[Recorded data Boundary: Start]

PR #2890, opened 2019-08-01
Permuteroute

ZmnSCPxj:
This is a new command/routing heuristic, inspired  by @renepickhardt JIT-Routing.

It turns out to be an actual technique used in real-time strategy games (whose pathfinding issues actually surprisingly match that of LN: low acceptable latency for UX, dynamically-changing world, incomplete information (at least the really good games will not let your units know the "real" state of the world, only what your fog-of-war knows), large maps).

I will be posting a very lengthy article on lightning-dev mailinglist regarding permuteroute and other heuristics inspired by real-time strategy game techniques.

This is incomplete.  Help wanted.

* [x] Test for `permuteroute`, especially for route smoothing (i.e. backing out of a node when all alternatives are excluded).
* [x] Modify `pay` plugin to use `permuteroute` and fall back on `getroute` if failed / too expensive.

### DIFF
--- a/tests/test_gossip.py
+++ b/tests/test_gossip.py
@@ -1130,6 +1130,52 @@ def test_getroute_exclude(node_factory, bitcoind):
         l1.rpc.getroute(l4.info['id'], 1, 1, exclude=[chan_l2l3, chan_l2l4])
 
 
+@unittest.skipIf(not DEVELOPER, "gossip propagation is slow without DEVELOPER=1")
+def test_permuteroute(node_factory, bitcoind):
+    """Test permuteroute"""
+    l1, l2, l3, l4 = node_factory.line_graph(4, wait_for_announce=True)
+
+    # Initial route
+    route = l1.rpc.getroute(l4.info['id'], 1, 1)['route']
+
+    chan_l1l2 = route[0]['channel']
+
+    # Not sure what l3 and l4 id relationships are; just exclude both directions.
+    chan_l3l4_0 = route[2]['channel'] + '/0'
+    chan_l3l4_1 = route[2]['channel'] + '/1'
+
+    # Create a direct l2->l4 route.
+    l2.rpc.connect(l4.info['id'], 'localhost', l4.port)
+    scid = l2.fund_channel(l4, 1000000, wait_for_active=False)
+    bitcoind.generate_block(5)
+
+    # We don't wait above, because we care about it hitting l1.
+    l1.daemon.wait_for_logs([r'update for channel {}/0 now ACTIVE'
+                             .format(scid),
+                             r'update for channel {}/1 now ACTIVE'
+                             .format(scid)])
+
+    # l4 is > l2
+    chan_l2l4 = scid + '/0'
+
+    # Simulate a failure at l3->l4.
+    route2 = l1.rpc.permuteroute(route, 2, exclude=[chan_l3l4_0, chan_l3l4_1])['route']
+    # This should be the path l1->l2->l4
+    assert len(route2) == 2
+    assert route2[0]['channel'] == chan_l1l2
+    assert route2[1]['channel'] == scid
+
+    # Simulate a failure at l2->l4 for the route2, but with
+    # l3->l4 path still valid.
+    route3 = l1.rpc.permuteroute(route, 1, exclude=[chan_l2l4])['route']
+    # This should be same as original path l1->l2->l3->l4
+    assert route == route3
+
+    # Simulate impossible case.
+    with pytest.raises(RpcError):
+        l1.rpc.permuteroute(route, 2, exclude=[chan_l3l4_0, chan_l3l4_1, chan_l2l4])['route']
+
+
 @unittest.skipIf(not DEVELOPER, "need dev-compact-gossip-store")
 def test_gossip_store_local_channels(node_factory, bitcoind):
     l1, l2 = node_factory.line_graph(2, wait_for_announce=False)
--- a/contrib/pylightning/lightning/lightning.py
+++ b/contrib/pylightning/lightning/lightning.py
@@ -566,6 +566,24 @@ class LightningRpc(UnixDomainSocketRpc):
         }
         return self.call("getroute", payload)
 
+    def permuteroute(self, route, erring_index, exclude=[], fromid=None, maxhops=20):
+        """
+        Modify an existing failing {route}, with a known failing
+        channel after the {erring_index} hop.
+        {exclude} is an optional array of scid/direction to exclude.
+        If specified the route starts from {fromid} otherwise use
+        this node as source.
+        Limit the number of hops in the route to {maxhops}.
+        """
+        payload = {
+            "route": route,
+            "erring_index": erring_index,
+            "exclude": exclude,
+            "fromid": fromid,
+            "maxhops": maxhops
+        }
+        return self.call("permuteroute", payload)
+
     def help(self, command=None):
         """
         Show available commands, or just {command} if supplied.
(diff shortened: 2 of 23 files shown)


ZmnSCPxj:
Article on `permuteroute` and other routing techniques on lightning-dev: https://lists.linuxfoundation.org/pipermail/lightning-dev/2019-August/002095.html

tests/test_gossip.py
```diff
@@ -1106,6 +1106,52 @@ def test_getroute_exclude(node_factory, bitcoind):
...
+    l1.daemon.wait_for_logs([r'update for channel {}/0 now ACTIVE'
+                             .format(scid),
+                             r'update for channel {}/1 now ACTIVE'
+                             .format(scid)])
+
+    # l4 is > l2
+    chan_l2l4 = scid + '/0'
+
+    # Simulate a failure at l3->l4.
+    route2 = l1.rpc.permuteroute(route, 2, exclude=[chan_l3l4_0, chan_l3l4_1])
```
darosior:
```suggestion
    route2 = l1.rpc.permuteroute(route, 2, exclude=[chan_l3l4_0, chan_l3l4_1])['route']
```

tests/test_gossip.py
```diff
@@ -1106,6 +1106,52 @@ def test_getroute_exclude(node_factory, bitcoind):
...
+    # This should be the path l1->l2->l4
+    assert len(route2) == 2
+    assert route2[0]['channel'] == chan_l1l2
+    assert route2[1]['channel'] == scid
+
+    # Simulate a failure at l2->l4 for the route2, but with
+    # l3->l4 path still valid.
+    route3 = l1.rpc.permuteroute(route, 1, exclude=[chan_l2l4])
```
darosior:
```suggestion
    route3 = l1.rpc.permuteroute(route, 1, exclude=[chan_l2l4])['route']
```

tests/test_gossip.py
```diff
@@ -1106,6 +1106,52 @@ def test_getroute_exclude(node_factory, bitcoind):
...
+    # This should be same as original path l1->l2->l3->l4
+    assert route == route3
+
+    # Simulate impossible case.
+    with pytest.raises(RpcError):
+        l1.rpc.permuteroute(route, 2, exclude=[chan_l3l4_0, chan_l3l4_1, chan_l2l4])
```
darosior:
```suggestion
        l1.rpc.permuteroute(route, 2, exclude=[chan_l3l4_0, chan_l3l4_1, chan_l2l4])['route']
```

darosior:
I gave it a look and especially to integrate it in `pay`, so should we use `getroute`, use `permaroute` on error, and then fall back to `getroute` if `permaroute`'s route is not acceptable ?

ZmnSCPxj:
Yes, that is approximately what is needed.

Some subtleties:

1.  If we keep repeating `permuteroute` on the same pivot (`erring_index` remains same) then the node might have just incoming capacity and we might be better off  backing off and using `getroute`.
2.  In case of a `NODE` (bit `0x2000` in `failure_code`) error, we should really add the *node* to the `exclude` list.  Unfortunately we do not support this yet (and we need a `node_is_routable` function to determine that a node is in the exclude list; alternately we just exclude every channel the node has).  So for initial cut of `pay` using `permuteroute` just falling back to `getroute` for `NODE` failures would be doable.  Also, for the purpose of `permuteroute` we should back off by one `erring_index` i.e. use `erring_index - 1` for `NODE` errors; also, a local `NODE` error (`erring_index == 0`) means our own node is breaking down and we should probably fail all `pay` anyway.

ZmnSCPxj:
Test passing whee!

ZmnSCPxj:
Re-marking as WIP.  I am reconceptualizing the search algorithm, as the current naive depth-first search algorithm is likely to rescan the same nodes over and over when at nodes with many channels.

Sketch:

* Make the `struct node` `djikstra` field a `union` among different search scratch spaces. `union { struct { struct amount_msat total_fee; struct amount_msat total_risk; } djikstra; } s;`
* Define a new `struct { struct chan *from_chan; int depth; } permute;` in the above union (since we cannot do `getroute` and `permuteroute` in parallel anyway).
* Have a fixed-length FIFO queue of `struct node *`.  When full and we want to add nodes we just drop the nodes (and probably break out of the scanning loop).
* Put the pivot as the first node in the queue, with `depth = 1` for that pivot.
* While the queue is not empty:
  * Get a node.
  * If it is a goal node, extract the channels to the pivot and exit the loop: we have found a route.
  * If node has `depth == PERMUTE_DEPTH + 1` then skip back to the top of the loop.
  * For each channel of the node:
     * If channel is not routable, skip to next channel.
     * Get the other node of the channel.
     * If the other node has `depth != 0` skip to the next channel.
     * Set the other node  `depth` to this node `depth` plus 1, and its `from_chan` to the channel.
     * Put the node into the queue.
     * If queue is full, exit this loop (continue the outer loop).

ZmnSCPxj:
Tweaked algorithm seems good.

I need help with someone who can run a mainnet node to compare `getroute` vs. `permuteroute` times.

rustyrussell:
In general, I prefer to adapt new low-level commands and do fancy things in plugins.

route permutation can be done by asking to route from the node before the erroring channel to a node afterwards.  That's currently no more efficient than doing a complete new route, since we don't limit our Dijkstra (we normally want to know if there's a possible route).  Here's a patch which adds that (untested!) though:

https://gist.github.com/rustyrussell/3c752686991fb73ce256eefabee2ee2a

ZmnSCPxj:
True, but the currently-exposed `getroute` only allows one destination.  Preferentially we want to have multiple points after the  break to connect to, as multiple possible destinations allows for earlier return (and our main point is to reduce the time it takes to get an alternate route).  Current `getroute` also runs from the destination to the source, so I am uncertain how to handle multiple potential destinations, hmm.  It probably can be made to work.

We also need to somehow expose `smoothen_route`.  Or if not that, expose a `recalcroute`, where we recompute the fees of a route.  The latter is preferred, because `recalcroute` is needed to handle `UPDATE` failure codes i.e. we should not be excluding channels on `UPDATE` failure codes, we should instead `recalcroute` and see if the recalculated route has different fees, and fail the attempt (and exclude the channel)  if the fee has not changed (meaning the `UPDATE` did not, in fact, change the costs).

`smoothen_route` can be done simply by performing the smoothening (i.e. if a node is duplicated in the route, cut from the first point to the duplicate point) and then doing a `recalcroute`.  Smoothening is needed when splicing paths together, because loops are just useless, but could be formed by a naive pathfinding algo.

In any case I am now working on `getroutequick`, so what is our plan for this now?

ZmnSCPxj:
> https://gist.github.com/rustyrussell/3c752686991fb73ce256eefabee2ee2a

As I noted there, this adds at least 4 bytes to each `struct node`, and if we are not careful about alignment issues on 64-bit may end up adding 8 bytes, for a feature of `getroute` that only really benefits `permuteroute`.

Now, the reason to limit the number of hops to scan is really to limit the number of nodes to scan, because O(n log n) on number of nodes scanned.  So a different thing we can do is to instead a `max_nodes_scanned`.  This requires a single counter on the stack rather than having an extra counter per node.  We can backward-compatibly default this to `U32_MAX`.  We can also report number of nodes scanned back over the RPC interface (we are maintaining the variable anyway during the Dijkstra run, might as well report it back).

Then we can do some test `getroute` runs to find out how many nodes we typically scan during a typical `getroute` run, then divide by 10 or something and use that as the `max_nodes_scanned` for `permuteroute`.

Then `permuteroute` can just `getroute` from the before-break node to the after-break node.  If this results in a route that passes through a later node before reaching the after-break node, route smoothening should be able to shorten the path.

[Recorded data Boundary: End]

Work to complete: Return only the number of lines above that include "techniques".

Your response: 2